**WHAT THE TASK ASKS:**
Return exactly the lines below, starting with the one that has "In summary, by" and going on through the one that has "In this instance, I've".

[DATASET RECORDS — start]

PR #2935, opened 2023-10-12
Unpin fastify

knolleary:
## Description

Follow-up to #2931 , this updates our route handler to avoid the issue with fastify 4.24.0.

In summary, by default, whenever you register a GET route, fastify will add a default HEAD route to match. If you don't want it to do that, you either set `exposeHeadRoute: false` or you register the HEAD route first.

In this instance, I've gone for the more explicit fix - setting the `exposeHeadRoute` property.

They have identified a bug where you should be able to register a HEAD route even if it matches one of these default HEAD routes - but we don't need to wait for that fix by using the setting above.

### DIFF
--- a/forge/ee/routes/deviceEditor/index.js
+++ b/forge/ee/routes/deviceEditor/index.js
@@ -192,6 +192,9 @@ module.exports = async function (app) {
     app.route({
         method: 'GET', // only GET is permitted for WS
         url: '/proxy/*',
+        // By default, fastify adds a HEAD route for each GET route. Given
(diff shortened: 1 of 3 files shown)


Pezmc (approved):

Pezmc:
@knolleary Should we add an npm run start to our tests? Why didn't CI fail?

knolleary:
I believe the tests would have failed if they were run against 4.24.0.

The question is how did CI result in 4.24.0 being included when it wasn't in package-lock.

[DATASET RECORDS — finish]
[DATASET RECORDS — start]

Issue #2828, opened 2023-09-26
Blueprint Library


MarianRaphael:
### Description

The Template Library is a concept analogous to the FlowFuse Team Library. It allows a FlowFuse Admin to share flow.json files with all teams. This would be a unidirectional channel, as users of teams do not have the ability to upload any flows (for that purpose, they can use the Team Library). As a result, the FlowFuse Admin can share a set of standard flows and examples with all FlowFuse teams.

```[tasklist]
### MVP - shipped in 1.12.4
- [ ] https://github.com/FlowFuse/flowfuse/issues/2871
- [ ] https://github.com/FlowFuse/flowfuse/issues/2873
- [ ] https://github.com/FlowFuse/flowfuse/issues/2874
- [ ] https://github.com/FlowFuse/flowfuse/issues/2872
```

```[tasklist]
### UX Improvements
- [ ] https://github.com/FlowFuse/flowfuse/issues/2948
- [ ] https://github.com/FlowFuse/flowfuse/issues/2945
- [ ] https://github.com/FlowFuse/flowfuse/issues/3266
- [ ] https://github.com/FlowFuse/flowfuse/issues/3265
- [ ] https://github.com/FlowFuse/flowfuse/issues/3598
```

[DATASET RECORDS — finish]

**WRITTEN SOLUTION:**
In summary, by default, whenever you register a GET route, fastify will add a default HEAD route to match. If you don't want it to do that, you either set `exposeHeadRoute: false` or you register the HEAD route first.

In this instance, I've gone for the more explicit fix - setting the `exposeHeadRoute` property.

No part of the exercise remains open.